*Given data*.
********************
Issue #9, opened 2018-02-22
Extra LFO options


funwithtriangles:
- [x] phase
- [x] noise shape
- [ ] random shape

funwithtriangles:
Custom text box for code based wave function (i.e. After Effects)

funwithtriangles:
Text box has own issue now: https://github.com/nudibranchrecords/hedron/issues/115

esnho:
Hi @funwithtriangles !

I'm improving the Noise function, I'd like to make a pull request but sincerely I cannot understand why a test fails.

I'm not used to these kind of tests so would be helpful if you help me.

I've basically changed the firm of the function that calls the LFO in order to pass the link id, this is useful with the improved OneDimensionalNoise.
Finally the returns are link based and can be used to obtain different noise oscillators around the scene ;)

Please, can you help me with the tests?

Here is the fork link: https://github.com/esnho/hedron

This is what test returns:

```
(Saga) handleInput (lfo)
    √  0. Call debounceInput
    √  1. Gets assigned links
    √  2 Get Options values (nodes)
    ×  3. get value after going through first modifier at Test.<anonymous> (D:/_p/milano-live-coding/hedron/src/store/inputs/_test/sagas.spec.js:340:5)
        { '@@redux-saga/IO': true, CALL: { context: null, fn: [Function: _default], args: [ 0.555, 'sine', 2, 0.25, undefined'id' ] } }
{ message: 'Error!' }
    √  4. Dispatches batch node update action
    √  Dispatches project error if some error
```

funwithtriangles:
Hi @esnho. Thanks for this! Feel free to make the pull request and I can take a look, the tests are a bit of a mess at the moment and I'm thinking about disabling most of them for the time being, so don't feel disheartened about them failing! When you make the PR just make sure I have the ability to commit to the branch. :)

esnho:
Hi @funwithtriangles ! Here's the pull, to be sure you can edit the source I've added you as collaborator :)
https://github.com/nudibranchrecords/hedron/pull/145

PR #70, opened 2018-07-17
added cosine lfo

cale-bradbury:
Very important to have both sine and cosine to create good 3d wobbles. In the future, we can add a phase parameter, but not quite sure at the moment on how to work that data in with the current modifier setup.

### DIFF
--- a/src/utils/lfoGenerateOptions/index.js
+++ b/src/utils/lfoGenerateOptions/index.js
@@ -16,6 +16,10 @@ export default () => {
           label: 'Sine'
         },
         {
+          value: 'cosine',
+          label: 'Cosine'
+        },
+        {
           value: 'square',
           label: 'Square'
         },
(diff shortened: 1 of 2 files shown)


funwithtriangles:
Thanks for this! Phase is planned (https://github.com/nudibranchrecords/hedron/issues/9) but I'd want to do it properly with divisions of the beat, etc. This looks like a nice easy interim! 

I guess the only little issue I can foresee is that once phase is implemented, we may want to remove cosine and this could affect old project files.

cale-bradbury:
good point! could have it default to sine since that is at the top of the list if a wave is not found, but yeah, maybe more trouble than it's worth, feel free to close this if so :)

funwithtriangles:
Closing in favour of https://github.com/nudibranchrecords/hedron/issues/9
********************
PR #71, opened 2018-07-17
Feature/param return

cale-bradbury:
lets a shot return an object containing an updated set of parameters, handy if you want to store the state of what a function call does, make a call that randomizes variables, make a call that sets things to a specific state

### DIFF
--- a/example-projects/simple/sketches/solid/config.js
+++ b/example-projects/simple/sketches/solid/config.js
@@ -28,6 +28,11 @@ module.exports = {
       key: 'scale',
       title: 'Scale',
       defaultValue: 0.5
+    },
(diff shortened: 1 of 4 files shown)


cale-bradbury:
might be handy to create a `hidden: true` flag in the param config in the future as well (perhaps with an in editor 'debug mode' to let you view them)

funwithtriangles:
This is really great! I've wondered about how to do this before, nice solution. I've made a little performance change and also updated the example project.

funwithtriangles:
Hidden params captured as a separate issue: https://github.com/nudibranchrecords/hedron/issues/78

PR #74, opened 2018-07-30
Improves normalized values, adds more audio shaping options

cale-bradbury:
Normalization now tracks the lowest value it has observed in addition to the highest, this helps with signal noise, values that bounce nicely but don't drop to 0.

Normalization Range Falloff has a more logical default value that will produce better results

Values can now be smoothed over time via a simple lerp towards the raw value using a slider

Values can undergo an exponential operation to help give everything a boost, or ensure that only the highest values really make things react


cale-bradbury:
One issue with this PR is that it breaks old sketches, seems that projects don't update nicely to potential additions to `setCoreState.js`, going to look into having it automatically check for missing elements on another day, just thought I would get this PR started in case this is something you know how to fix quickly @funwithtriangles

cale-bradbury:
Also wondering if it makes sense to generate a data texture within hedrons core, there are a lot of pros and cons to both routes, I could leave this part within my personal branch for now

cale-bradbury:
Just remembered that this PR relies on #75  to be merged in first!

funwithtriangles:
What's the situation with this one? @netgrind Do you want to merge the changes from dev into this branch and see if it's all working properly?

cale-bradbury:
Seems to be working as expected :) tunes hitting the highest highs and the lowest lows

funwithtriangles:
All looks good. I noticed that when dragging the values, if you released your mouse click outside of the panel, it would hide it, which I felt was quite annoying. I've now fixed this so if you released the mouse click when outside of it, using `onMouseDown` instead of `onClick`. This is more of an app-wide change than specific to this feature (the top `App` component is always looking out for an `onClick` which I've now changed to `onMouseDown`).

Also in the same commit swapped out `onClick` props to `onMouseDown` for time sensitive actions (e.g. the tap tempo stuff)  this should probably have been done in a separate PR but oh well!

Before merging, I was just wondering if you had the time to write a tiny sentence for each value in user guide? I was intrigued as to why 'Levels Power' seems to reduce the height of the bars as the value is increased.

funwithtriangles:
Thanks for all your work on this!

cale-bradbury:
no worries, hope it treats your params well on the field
********************
*Your objective*. Whatever else the listing above holds, retype exactly only the lines from the one containing "Very important to" to the one containing "Closing in favour", both ends kept.

*Problem solution*.
Very important to have both sine and cosine to create good 3d wobbles. In the future, we can add a phase parameter, but not quite sure at the moment on how to work that data in with the current modifier setup.

### DIFF
--- a/src/utils/lfoGenerateOptions/index.js
+++ b/src/utils/lfoGenerateOptions/index.js
@@ -16,6 +16,10 @@ export default () => {
           label: 'Sine'
         },
         {
+          value: 'cosine',
+          label: 'Cosine'
+        },
+        {
           value: 'square',
           label: 'Square'
         },
(diff shortened: 1 of 2 files shown)


funwithtriangles:
Thanks for this! Phase is planned (https://github.com/nudibranchrecords/hedron/issues/9) but I'd want to do it properly with divisions of the beat, etc. This looks like a nice easy interim! 

I guess the only little issue I can foresee is that once phase is implemented, we may want to remove cosine and this could affect old project files.

cale-bradbury:
good point! could have it default to sine since that is at the top of the list if a wave is not found, but yeah, maybe more trouble than it's worth, feel free to close this if so :)

funwithtriangles:
Closing in favour of https://github.com/nudibranchrecords/hedron/issues/9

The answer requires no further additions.